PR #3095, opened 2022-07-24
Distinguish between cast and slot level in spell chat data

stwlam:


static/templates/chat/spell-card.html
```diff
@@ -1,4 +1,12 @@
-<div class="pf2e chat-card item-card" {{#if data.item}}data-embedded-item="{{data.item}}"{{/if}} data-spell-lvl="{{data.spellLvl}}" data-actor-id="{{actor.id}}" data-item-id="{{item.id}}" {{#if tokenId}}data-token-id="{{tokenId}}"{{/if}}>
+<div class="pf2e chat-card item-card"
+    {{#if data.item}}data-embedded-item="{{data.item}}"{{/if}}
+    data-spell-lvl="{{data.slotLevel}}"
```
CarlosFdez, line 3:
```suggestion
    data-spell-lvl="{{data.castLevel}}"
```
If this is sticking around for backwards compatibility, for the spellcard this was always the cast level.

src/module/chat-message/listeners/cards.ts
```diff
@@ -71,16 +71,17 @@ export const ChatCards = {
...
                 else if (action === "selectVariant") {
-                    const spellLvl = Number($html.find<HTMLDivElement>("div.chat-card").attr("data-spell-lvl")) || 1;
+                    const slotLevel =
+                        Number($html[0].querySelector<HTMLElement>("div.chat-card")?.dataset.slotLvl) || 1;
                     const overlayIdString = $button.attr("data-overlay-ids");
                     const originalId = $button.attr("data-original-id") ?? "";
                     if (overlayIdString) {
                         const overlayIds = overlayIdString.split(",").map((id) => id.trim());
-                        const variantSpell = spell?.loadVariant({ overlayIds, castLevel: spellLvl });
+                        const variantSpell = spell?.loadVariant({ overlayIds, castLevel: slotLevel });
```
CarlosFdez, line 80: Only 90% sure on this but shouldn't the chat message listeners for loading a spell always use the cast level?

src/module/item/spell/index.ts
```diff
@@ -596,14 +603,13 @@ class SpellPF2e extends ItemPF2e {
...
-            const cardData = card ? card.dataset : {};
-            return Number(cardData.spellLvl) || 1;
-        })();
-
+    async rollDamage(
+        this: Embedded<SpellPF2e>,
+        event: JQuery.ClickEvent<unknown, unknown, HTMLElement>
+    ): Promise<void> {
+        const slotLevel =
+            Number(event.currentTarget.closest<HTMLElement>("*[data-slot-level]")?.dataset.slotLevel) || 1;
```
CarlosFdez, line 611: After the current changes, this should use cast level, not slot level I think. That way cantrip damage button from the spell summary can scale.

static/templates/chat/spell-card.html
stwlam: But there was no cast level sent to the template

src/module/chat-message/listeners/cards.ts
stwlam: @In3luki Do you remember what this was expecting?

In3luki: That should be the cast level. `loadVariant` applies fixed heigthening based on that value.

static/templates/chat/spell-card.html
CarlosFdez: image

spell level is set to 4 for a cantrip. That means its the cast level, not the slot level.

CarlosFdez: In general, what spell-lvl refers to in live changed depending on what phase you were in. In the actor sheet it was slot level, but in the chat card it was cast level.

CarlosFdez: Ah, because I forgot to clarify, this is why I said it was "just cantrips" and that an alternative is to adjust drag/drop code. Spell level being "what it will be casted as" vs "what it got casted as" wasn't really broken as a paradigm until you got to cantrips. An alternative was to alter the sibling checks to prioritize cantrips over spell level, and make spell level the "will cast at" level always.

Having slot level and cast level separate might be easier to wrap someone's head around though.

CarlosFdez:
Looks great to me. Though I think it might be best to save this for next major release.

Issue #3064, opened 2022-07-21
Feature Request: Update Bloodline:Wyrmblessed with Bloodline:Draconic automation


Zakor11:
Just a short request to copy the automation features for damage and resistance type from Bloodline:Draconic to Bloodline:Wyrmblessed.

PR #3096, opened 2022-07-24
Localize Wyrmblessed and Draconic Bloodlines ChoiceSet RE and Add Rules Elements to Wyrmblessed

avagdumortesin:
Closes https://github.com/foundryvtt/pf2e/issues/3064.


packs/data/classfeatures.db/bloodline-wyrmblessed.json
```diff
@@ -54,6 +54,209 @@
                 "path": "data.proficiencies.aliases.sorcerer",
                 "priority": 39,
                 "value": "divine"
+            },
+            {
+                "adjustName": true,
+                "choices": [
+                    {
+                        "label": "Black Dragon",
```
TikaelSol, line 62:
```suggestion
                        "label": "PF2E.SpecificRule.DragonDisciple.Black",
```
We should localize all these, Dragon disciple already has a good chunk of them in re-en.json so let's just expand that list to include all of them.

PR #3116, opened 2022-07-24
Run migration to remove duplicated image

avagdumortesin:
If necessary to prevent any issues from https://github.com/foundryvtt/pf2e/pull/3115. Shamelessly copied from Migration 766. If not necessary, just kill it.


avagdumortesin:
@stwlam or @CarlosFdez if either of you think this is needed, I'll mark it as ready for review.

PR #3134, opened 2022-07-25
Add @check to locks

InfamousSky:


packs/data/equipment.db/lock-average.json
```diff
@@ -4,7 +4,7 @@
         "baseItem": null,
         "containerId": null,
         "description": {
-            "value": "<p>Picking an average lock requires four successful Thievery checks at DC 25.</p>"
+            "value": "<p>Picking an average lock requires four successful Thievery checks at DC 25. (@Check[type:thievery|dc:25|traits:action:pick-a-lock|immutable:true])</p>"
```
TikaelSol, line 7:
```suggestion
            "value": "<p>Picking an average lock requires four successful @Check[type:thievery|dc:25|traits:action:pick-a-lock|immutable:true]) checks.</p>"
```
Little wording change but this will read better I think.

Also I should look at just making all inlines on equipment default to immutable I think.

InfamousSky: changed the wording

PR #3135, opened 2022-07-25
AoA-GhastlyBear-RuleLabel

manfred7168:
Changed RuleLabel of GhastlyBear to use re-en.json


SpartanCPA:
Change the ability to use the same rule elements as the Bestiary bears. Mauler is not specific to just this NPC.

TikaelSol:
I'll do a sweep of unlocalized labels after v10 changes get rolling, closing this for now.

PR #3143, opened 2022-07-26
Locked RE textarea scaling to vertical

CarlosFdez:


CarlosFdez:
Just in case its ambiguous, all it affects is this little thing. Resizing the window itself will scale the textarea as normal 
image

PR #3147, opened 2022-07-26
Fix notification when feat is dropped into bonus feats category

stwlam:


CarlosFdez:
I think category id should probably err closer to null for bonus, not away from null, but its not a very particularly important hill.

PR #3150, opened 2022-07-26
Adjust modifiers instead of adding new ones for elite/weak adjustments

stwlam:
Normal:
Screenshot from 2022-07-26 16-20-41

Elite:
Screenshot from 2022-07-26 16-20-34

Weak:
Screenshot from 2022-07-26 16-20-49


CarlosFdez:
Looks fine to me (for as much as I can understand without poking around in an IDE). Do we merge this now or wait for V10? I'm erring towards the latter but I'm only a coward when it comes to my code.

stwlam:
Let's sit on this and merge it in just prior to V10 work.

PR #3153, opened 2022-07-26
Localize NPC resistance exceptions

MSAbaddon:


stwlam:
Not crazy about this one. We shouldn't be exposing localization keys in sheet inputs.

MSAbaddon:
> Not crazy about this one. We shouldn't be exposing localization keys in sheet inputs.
*-*-*
### Work instructions
Set all of the records down again, exactly as they stand.

### Task solution
PR #3095, opened 2022-07-24
Distinguish between cast and slot level in spell chat data

stwlam:


static/templates/chat/spell-card.html
```diff
@@ -1,4 +1,12 @@
-<div class="pf2e chat-card item-card" {{#if data.item}}data-embedded-item="{{data.item}}"{{/if}} data-spell-lvl="{{data.spellLvl}}" data-actor-id="{{actor.id}}" data-item-id="{{item.id}}" {{#if tokenId}}data-token-id="{{tokenId}}"{{/if}}>
+<div class="pf2e chat-card item-card"
+    {{#if data.item}}data-embedded-item="{{data.item}}"{{/if}}
+    data-spell-lvl="{{data.slotLevel}}"
```
CarlosFdez, line 3:
```suggestion
    data-spell-lvl="{{data.castLevel}}"
```
If this is sticking around for backwards compatibility, for the spellcard this was always the cast level.

src/module/chat-message/listeners/cards.ts
```diff
@@ -71,16 +71,17 @@ export const ChatCards = {
...
                 else if (action === "selectVariant") {
-                    const spellLvl = Number($html.find<HTMLDivElement>("div.chat-card").attr("data-spell-lvl")) || 1;
+                    const slotLevel =
+                        Number($html[0].querySelector<HTMLElement>("div.chat-card")?.dataset.slotLvl) || 1;
                     const overlayIdString = $button.attr("data-overlay-ids");
                     const originalId = $button.attr("data-original-id") ?? "";
                     if (overlayIdString) {
                         const overlayIds = overlayIdString.split(",").map((id) => id.trim());
-                        const variantSpell = spell?.loadVariant({ overlayIds, castLevel: spellLvl });
+                        const variantSpell = spell?.loadVariant({ overlayIds, castLevel: slotLevel });
```
CarlosFdez, line 80: Only 90% sure on this but shouldn't the chat message listeners for loading a spell always use the cast level?

src/module/item/spell/index.ts
```diff
@@ -596,14 +603,13 @@ class SpellPF2e extends ItemPF2e {
...
-            const cardData = card ? card.dataset : {};
-            return Number(cardData.spellLvl) || 1;
-        })();
-
+    async rollDamage(
+        this: Embedded<SpellPF2e>,
+        event: JQuery.ClickEvent<unknown, unknown, HTMLElement>
+    ): Promise<void> {
+        const slotLevel =
+            Number(event.currentTarget.closest<HTMLElement>("*[data-slot-level]")?.dataset.slotLevel) || 1;
```
CarlosFdez, line 611: After the current changes, this should use cast level, not slot level I think. That way cantrip damage button from the spell summary can scale.

static/templates/chat/spell-card.html
stwlam: But there was no cast level sent to the template

src/module/chat-message/listeners/cards.ts
stwlam: @In3luki Do you remember what this was expecting?

In3luki: That should be the cast level. `loadVariant` applies fixed heigthening based on that value.

static/templates/chat/spell-card.html
CarlosFdez: image

spell level is set to 4 for a cantrip. That means its the cast level, not the slot level.

CarlosFdez: In general, what spell-lvl refers to in live changed depending on what phase you were in. In the actor sheet it was slot level, but in the chat card it was cast level.

CarlosFdez: Ah, because I forgot to clarify, this is why I said it was "just cantrips" and that an alternative is to adjust drag/drop code. Spell level being "what it will be casted as" vs "what it got casted as" wasn't really broken as a paradigm until you got to cantrips. An alternative was to alter the sibling checks to prioritize cantrips over spell level, and make spell level the "will cast at" level always.

Having slot level and cast level separate might be easier to wrap someone's head around though.

CarlosFdez:
Looks great to me. Though I think it might be best to save this for next major release.

Issue #3064, opened 2022-07-21
Feature Request: Update Bloodline:Wyrmblessed with Bloodline:Draconic automation


Zakor11:
Just a short request to copy the automation features for damage and resistance type from Bloodline:Draconic to Bloodline:Wyrmblessed.

PR #3096, opened 2022-07-24
Localize Wyrmblessed and Draconic Bloodlines ChoiceSet RE and Add Rules Elements to Wyrmblessed

avagdumortesin:
Closes https://github.com/foundryvtt/pf2e/issues/3064.


packs/data/classfeatures.db/bloodline-wyrmblessed.json
```diff
@@ -54,6 +54,209 @@
                 "path": "data.proficiencies.aliases.sorcerer",
                 "priority": 39,
                 "value": "divine"
+            },
+            {
+                "adjustName": true,
+                "choices": [
+                    {
+                        "label": "Black Dragon",
```
TikaelSol, line 62:
```suggestion
                        "label": "PF2E.SpecificRule.DragonDisciple.Black",
```
We should localize all these, Dragon disciple already has a good chunk of them in re-en.json so let's just expand that list to include all of them.

PR #3116, opened 2022-07-24
Run migration to remove duplicated image

avagdumortesin:
If necessary to prevent any issues from https://github.com/foundryvtt/pf2e/pull/3115. Shamelessly copied from Migration 766. If not necessary, just kill it.


avagdumortesin:
@stwlam or @CarlosFdez if either of you think this is needed, I'll mark it as ready for review.

PR #3134, opened 2022-07-25
Add @check to locks

InfamousSky:


packs/data/equipment.db/lock-average.json
```diff
@@ -4,7 +4,7 @@
         "baseItem": null,
         "containerId": null,
         "description": {
-            "value": "<p>Picking an average lock requires four successful Thievery checks at DC 25.</p>"
+            "value": "<p>Picking an average lock requires four successful Thievery checks at DC 25. (@Check[type:thievery|dc:25|traits:action:pick-a-lock|immutable:true])</p>"
```
TikaelSol, line 7:
```suggestion
            "value": "<p>Picking an average lock requires four successful @Check[type:thievery|dc:25|traits:action:pick-a-lock|immutable:true]) checks.</p>"
```
Little wording change but this will read better I think.

Also I should look at just making all inlines on equipment default to immutable I think.

InfamousSky: changed the wording

PR #3135, opened 2022-07-25
AoA-GhastlyBear-RuleLabel

manfred7168:
Changed RuleLabel of GhastlyBear to use re-en.json


SpartanCPA:
Change the ability to use the same rule elements as the Bestiary bears. Mauler is not specific to just this NPC.

TikaelSol:
I'll do a sweep of unlocalized labels after v10 changes get rolling, closing this for now.

PR #3143, opened 2022-07-26
Locked RE textarea scaling to vertical

CarlosFdez:


CarlosFdez:
Just in case its ambiguous, all it affects is this little thing. Resizing the window itself will scale the textarea as normal 
image

PR #3147, opened 2022-07-26
Fix notification when feat is dropped into bonus feats category

stwlam:


CarlosFdez:
I think category id should probably err closer to null for bonus, not away from null, but its not a very particularly important hill.

PR #3150, opened 2022-07-26
Adjust modifiers instead of adding new ones for elite/weak adjustments

stwlam:
Normal:
Screenshot from 2022-07-26 16-20-41

Elite:
Screenshot from 2022-07-26 16-20-34

Weak:
Screenshot from 2022-07-26 16-20-49


CarlosFdez:
Looks fine to me (for as much as I can understand without poking around in an IDE). Do we merge this now or wait for V10? I'm erring towards the latter but I'm only a coward when it comes to my code.

stwlam:
Let's sit on this and merge it in just prior to V10 work.

PR #3153, opened 2022-07-26
Localize NPC resistance exceptions

MSAbaddon:


stwlam:
Not crazy about this one. We shouldn't be exposing localization keys in sheet inputs.

MSAbaddon:
> Not crazy about this one. We shouldn't be exposing localization keys in sheet inputs.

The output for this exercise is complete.